What to do => Please return every line of the records that contains the word "github".

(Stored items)
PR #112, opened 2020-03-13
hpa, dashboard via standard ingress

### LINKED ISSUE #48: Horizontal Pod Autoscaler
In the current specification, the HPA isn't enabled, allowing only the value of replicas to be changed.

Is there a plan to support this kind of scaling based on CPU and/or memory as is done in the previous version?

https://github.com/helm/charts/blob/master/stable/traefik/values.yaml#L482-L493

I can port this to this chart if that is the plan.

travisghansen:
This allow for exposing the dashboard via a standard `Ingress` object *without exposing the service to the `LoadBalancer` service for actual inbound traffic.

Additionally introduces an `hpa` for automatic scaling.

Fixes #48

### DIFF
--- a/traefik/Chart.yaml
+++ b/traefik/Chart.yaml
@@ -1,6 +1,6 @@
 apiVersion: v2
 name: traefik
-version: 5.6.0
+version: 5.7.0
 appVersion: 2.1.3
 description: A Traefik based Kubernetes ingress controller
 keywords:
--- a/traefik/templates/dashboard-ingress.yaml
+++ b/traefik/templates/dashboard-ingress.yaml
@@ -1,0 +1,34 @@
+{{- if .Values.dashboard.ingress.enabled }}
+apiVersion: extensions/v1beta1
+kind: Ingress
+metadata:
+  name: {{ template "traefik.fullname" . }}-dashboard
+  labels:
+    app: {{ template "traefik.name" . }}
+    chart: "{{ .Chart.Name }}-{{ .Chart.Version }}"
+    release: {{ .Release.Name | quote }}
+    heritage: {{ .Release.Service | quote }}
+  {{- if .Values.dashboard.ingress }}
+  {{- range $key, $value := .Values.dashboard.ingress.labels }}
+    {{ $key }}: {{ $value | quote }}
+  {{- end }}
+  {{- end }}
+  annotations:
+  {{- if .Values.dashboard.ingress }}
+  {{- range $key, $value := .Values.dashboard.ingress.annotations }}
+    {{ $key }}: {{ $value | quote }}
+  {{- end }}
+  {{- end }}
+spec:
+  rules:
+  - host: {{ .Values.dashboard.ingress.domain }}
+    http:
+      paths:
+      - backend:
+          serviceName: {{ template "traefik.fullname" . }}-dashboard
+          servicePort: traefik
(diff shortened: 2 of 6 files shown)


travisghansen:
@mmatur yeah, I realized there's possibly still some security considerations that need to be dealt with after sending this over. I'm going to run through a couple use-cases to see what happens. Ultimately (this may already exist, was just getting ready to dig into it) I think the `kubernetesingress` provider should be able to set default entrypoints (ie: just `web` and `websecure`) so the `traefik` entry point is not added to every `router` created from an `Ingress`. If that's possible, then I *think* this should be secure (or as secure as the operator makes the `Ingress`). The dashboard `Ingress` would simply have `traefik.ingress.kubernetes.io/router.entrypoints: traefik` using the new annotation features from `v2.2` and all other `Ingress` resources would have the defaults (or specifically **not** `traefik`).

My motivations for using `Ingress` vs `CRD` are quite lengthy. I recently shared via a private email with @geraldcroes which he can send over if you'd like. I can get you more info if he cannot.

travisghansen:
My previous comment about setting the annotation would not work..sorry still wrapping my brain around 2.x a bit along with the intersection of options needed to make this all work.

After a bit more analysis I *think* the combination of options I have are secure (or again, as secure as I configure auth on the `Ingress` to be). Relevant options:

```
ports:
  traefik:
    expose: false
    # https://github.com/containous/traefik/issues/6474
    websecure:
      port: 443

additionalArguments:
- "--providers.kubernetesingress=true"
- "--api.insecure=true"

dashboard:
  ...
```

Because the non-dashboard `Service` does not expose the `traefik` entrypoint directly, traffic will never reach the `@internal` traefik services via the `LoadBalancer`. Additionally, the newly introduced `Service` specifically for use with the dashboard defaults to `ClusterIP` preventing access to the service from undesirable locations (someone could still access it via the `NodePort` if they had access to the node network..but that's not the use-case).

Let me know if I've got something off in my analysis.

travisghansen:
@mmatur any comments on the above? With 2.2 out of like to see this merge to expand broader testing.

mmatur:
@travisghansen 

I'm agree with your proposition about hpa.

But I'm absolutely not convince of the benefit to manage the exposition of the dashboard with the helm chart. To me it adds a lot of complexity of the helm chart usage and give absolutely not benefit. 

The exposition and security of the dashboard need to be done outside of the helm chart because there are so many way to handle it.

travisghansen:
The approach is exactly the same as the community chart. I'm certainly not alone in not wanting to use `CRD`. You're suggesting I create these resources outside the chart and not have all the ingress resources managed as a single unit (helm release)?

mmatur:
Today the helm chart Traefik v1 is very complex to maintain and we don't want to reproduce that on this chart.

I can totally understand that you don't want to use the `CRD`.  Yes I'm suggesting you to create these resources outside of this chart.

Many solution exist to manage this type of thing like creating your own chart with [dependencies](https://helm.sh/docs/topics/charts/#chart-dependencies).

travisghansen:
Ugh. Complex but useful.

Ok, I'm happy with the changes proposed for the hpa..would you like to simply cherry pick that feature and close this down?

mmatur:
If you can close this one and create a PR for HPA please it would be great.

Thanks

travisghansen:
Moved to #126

Answer box =>
https://github.com/helm/charts/blob/master/stable/traefik/values.yaml#L482-L493
    # https://github.com/containous/traefik/issues/6474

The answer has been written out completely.